**Work item**
Each line with the word "filters" must appear in the answer, copied from the records.

**Material supplied**
PR #3029, opened 2018-11-14
“What do you mean, even smaller?”

alexwlchan:
Despite turning down the memory assigned to each of our Scala apps, they're still wasting memory. I looked at the metrics, and they're barely using 30% of what we're giving them. WASTEFUL.

This turns them down another notch, although I think any more than this and we'll start having out-of-memory errors.


alexwlchan:
These changes are applied and will affect tomorrow morning’s Sierra runs.

PR #3045, opened 2018-11-16
Yes, there is plenty more red to squeeze out of our Typesafe config

alexwlchan:
This patch introduces a new trait `WellcomeApp`, which is extended by the `Main` object in all of our apps. It cleans up a bit of boilerplate and repetitive code, and makes simpler Main objects in each app.

It also removes a couple of now-defunct stop() methods, and fixes the Sierra transformer.


sbt_common/common/src/main/scala/uk/ac/wellcome/WellcomeApp.scala
```diff
@@ -0,0 +1,35 @@
...
+
+ import scala.concurrent.duration.Duration
+ import scala.concurrent.{Await, Future}
+
+ trait WorkerService {
+   def run(): Future[Done]
+ }
+
+ trait WellcomeApp extends App with Logging {
+   def buildWorkerService(config: Config): WorkerService
```
alicefuzier: can we avoid overriding this function and have `run` take a `WorkerService`?

alexwlchan: I was trying to ditch having this line in every app:

```scala
val config: Config = ConfigFactory.load()
```

How about if `run()` looks a bit like this:

```scala
def run(buildWorkerService: (config: Config) => WorkerService) {
    val config: Config = ConfigFactory.load()
    val workerService = buildWorkerService(config)
    workerService.run()
}
```

Would that work for you?

alicefuzier: Yeah ok. 
`config` is never used in `WellcomeApp` other than to build the `WorkerService ` so it feels to me like it shouldn't be the concern of `WellcomeApp` to instantiate it. The fact that it does feels a bit artificial and I don't think it's quite in the right place. 
But it's better than overriding, I would be happy to go with that for now

alexwlchan:
And hey, we just kicked Scalaz and cats out of our common classpath. 😜

catalogue_pipeline/id_minter/src/universal/conf/application.conf.template
```diff
@@ -2,9 +2,9 @@ aws.rds.host="${cluster_url}"
 aws.rds.identifiers.database="identifiers"
 aws.rds.identifiers.table="identifiers"
 aws.rds.password="${db_password}"
-aws.rds.port="${db_port}"
+aws.rds.port=${db_port}
```
alicefuzier: ?

alicefuzier:
I think the dependencies changes might be too restrictive: registrar_http, progress_http and notifier use circe optics in the test assertions, I believe. Also, archivist and registrar need cats definitely, not sure if that comes from somewhere else

kenoir:
Yo @alexwlchan, what does this need to be closed?

kenoir:
Closing as abandoned.

PR #3058, opened 2018-11-20
Make sierra transformer (and others) run

alicefuzier:


alicefuzier:
Not sure why this doesn't show as gree cause it is green in travis. I'm going to merge it as it is deployed and puts the pipeline in a slightly less broken state

PR #3072, opened 2018-11-26
Move to new storage stack

kenoir:

Remove previous storage service infra, move to new stack with more sensible split of resources.

This should enable us to bring up further parallel storage services when required for testing without disturbing the live service.

### Who is this change for?

✂️


kenoir:
> Plan: 1 to add, 0 to change, 212 to destroy.

archive/terraform/ecr.tf
```diff
@@ -0,0 +1,48 @@
+data "aws_ecr_repository" "ecr_repository_nginx_services" {
+  name = "uk.ac.wellcome/nginx_services"
+}
+
+module "ecr_repository_archivist" {
+  source = "git::https://github.com/wellcometrust/terraform.git//ecr?ref=v1.0.0"
+  name   = "archivist"
+}
```
mklander: Is it intentional to lose `uk.ac.wellcome` in the names?

archive/terraform/iam.tf
```diff
@@ -0,0 +1,125 @@
...
+  statement {
+    effect = "Allow"
+
+    principals {
+      type = "AWS"
+
+      identifiers = [
+        "arn:aws:iam::653428163053:user/echo-fs",
+        "arn:aws:iam::653428163053:user/api",
+      ]
```
mklander: Can these ids be in variables in the private vars?

archive/terraform/main.tf
```diff
@@ -2,7 +2,7 @@
 
 resource "aws_api_gateway_base_path_mapping" "api-gw-mapping-241118" {
   api_id      = "${module.stack-241118.api_gateway_id}"
-  domain_name = "api-stage.wellcomecollection.org"
+  domain_name = "stage.wellcomecollection.org"
   base_path   = "storage"
```
mklander: I think I preferred `api-stage` & `api` rather than `stage` & `api`, but I expect there is a reason this is now different.

archive/terraform/ecr.tf
kenoir: I think V1 of the modules prepends that for you.

archive/terraform/iam.tf
kenoir: Bit late now! Seriously I don't think these are dangerous to have in the wild?

Issue #3038, opened 2018-11-16
Sort out the Miro VHS split brain


alexwlchan:
Follows #2984.

A brief note: the current state of the world is that we have two VHS cassettes for Miro:

* vhs-sourcedata-miro contains all the records cleared for the Catalogue API, but the S3 objects are that weird wrapper
* vhs-miro-complete contains every Miro record, but the S3 objects are the raw Miro objects

The long-term goal is to have a single VHS cassette containing all the Miro records, with the S3 objects being raw Miro metadata, and some metadata in DynamoDB that tells us whether it's cleared for the Catalogue API.

Remaining tasks:

- [x] Add a boolean field "isClearedForCatalogueAPI" to the `vhs-miro-complete` table (populated based on the vhs-sourcedata-miro table)
- [x] Modify the transformer to read this table, and only transform records with "isClearedForCatalogueAPI: true"
- [ ] Modify the reindexer to support FilterExpression (you can do this by adding withFilterExpression to the ScanSpec)
- [x] Copy all the data from vhs-miro-complete into vhs-sourcedata-miro
- [x] Delete vhs-miro-complete

alexwlchan:
The last item is its own ticket: #3120.

PR #3081, opened 2018-11-27
[WIP] Miro transformer can read records from the unified VHS

alexwlchan:
This is a rather chunky patch for the Miro transformer. The key change is that it reads from a VHS whose entries are the Miro source data, rather than the weird MiroTransformable wrapper we created.

Unfortunately that wrapper is everywhere, so getting it out is rather tricky!

I might break this into multiple patches.

Part of #3038.


alexwlchan:
Closing in favour of #3084.

PR #3085, opened 2018-11-27
Receive HybridRecord and MiroMetadata from the VHS, not a MiroTransformable

alexwlchan:
This allows the Miro transformer to read from the new VHS.

Once merged, I'll deploy it and run a small reindex before exposing it to the entire data set.

Follows #3084. Part of #3038.


kenoir:
LGTM, do we still have notion of a transformable? I'm not sure it makes sense now.

alexwlchan:
> do we still have notion of a transformable?

Not really. The sealed trait got ditched a while back, and `SierraTransformable` has hung around because:

1. Nobody has given it a better name
2. It doesn't really map to anything in Sierra, so we can't call it a "record" or anything like that.

alexwlchan:
I’m treating Robert’s “LGTM” as implicit approval. Merge!

PR #31, opened 2022-08-22
Update generate_company_id_list.py

nirek13:
**Made** code cleaner and shorter


barbibulle (commented):
While this commit makes the code shorter, it makes it more difficult to understand, because it loses the information about row[1] being the company ID and row[2] being the company name.
Since this script is a tool that's only run once in a while to generate/update a file (it isn't runtime code for the library), its performance isn't important. Clarity and maintainability are more important, so I feel that this PR would go against that principle.

PR #33, opened 2022-08-25
add usb_probe tool and improve compatibility

barbibulle:
This PR adds a simple tool to list USB devices and print the strings that may be used as a Bumble transport name to refer to them.
It also improves compatibility with older devices that may not be 100% compliant with the spec w/r/t how event masks are set.
Finally, this fixes a bug when interacting with controllers that report (0,0) for LE-specific ACL buffer size and counts.

NOTE: some USB dongles are very flaky, and can easily get into a non-working or stale state. There doesn't yet seem to be an easy way to catch this situation and reset it automatically using the Python USB API. When that happens, re-opening the device a second or third time seems to work. This needs to be investigated further.

### DIFF
--- a/README.md
+++ b/README.md
@@ -9,7 +9,7 @@
 Bluetooth Stack for Apps, Emulation, Test and Experimentation
 =============================================================
 
-<img src="docs/mkdocs/src/images/logo_framed.png" alt="drawing" width="200" height="200"/>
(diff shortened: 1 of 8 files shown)


mogenson (approved):

turon (commented):
Thanks for adding support for usb_probe! :+1:

PR #40, opened 2022-10-05
maintain the att mtu only at the connection level

barbibulle:
The ATT MTU must be the same for the GATT client and server on the same device for a given connection.
With this PR, the ATT MTU is only maintained in one place (the connection) instead of locally and separately on the client and server.
Added a quick test.


Arrowbox (approved):
LGTM

PR #46, opened 2022-10-17
Add runtime switch for filtering by address.

AlanRosenthal:
New commands:
         * scan on filter=address:pattern
         * filter address <filter pattern>

### DIFF
--- a/apps/console.py
+++ b/apps/console.py
@@ -27,6 +27,7 @@ import logging
 import click
 from collections import OrderedDict
 import colors
+import re
 
 from bumble.core import UUID, AdvertisingData, TimeoutError, BT_LE_TRANSPORT
 from bumble.device import ConnectionParametersPreferences, Device, Connection, Peer
@@ -165,6 +166,9 @@ class ConsoleApp:
                     'services': None,
                     'attributes': None,
                     'log': None
+                },
+                'filter': {
+                    'address': None,
                 },
                 'connect': LiveCompleter(self.known_addresses),
                 'update-parameters': None,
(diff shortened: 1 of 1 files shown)


mogenson:
I talked to @AlanRosenthal in person and suggested passing an address value as a parameter to the `scan` command, instead of a startup command line flag.

The `do_scan` function is here: https://github.com/google/bumble/blob/main/apps/console.py#L367

When handling the `scan on` command, you could check if there's a `params[1]` and if it's an address.

barbibulle:
+1 on setting the filter via the console commands rather than CLI parameters.
I would suggest using a syntax like `address=<xyz>` as a scan on/off argument rather than just a positional argument, so that if we want to add other filters/qualifiers later on (like filter by RSSI, or advertisement type, or PHY) we can do that in a non-ambiguous way.

apps/console.py
```diff
@@ -536,6 +546,15 @@ async def do_exit(self, params):
     async def do_quit(self, params):
         self.ui.exit()
 
+    async def do_filter(self, params):
+        if params[0] == "address":
+            if len(params) != 2:
+                self.show_error('invalid syntax', 'expected filter address <pattern>')
+                return
+            self.device.listener.address_filter = params[1]
+        if params[0] == "disable":
```
barbibulle, line 555: since the `filter address <pattern>` takes a regexp, maybe `disable address` isn't necessary, you could just `filter address .*` ?

apps/console.py
```diff
@@ -372,6 +379,9 @@ async def do_scan(self, params):
             else:
                 await self.device.start_scanning()
         elif params[0] == 'on':
+            if len(params) == 2:
```
barbibulle, line 382: consider: parsing extra parameters as a sequence of `<name>=<value>`, with `filter=<filter>` for filtering, and `<filter>` would be `address:<pattern>`. This would make adding other arguments to `scan` easier later on.
ex: `scan on filter=address:01:02:.*`
(maybe overkill?)

AlanRosenthal: added!

apps/console.py
AlanRosenthal: removed disable address

apps/console.py
```diff
@@ -455,6 +459,15 @@ async def do_scan(self, params):
...
+                if not params[1].startswith("filter="):
+                    self.show_error('invalid syntax', 'expected address filter=key1:value1,key2,value. available filters: address')
```
barbibulle, line 464: filter=key1:value1,key2,value --> filter=key1:value1,key2:value

barbibulle (approved):

mogenson (approved):

apps/console.py
AlanRosenthal: :doh: fixed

**Completed exercise**
I would suggest using a syntax like `address=<xyz>` as a scan on/off argument rather than just a positional argument, so that if we want to add other filters/qualifiers later on (like filter by RSSI, or advertisement type, or PHY) we can do that in a non-ambiguous way.
+                    self.show_error('invalid syntax', 'expected address filter=key1:value1,key2,value. available filters: address')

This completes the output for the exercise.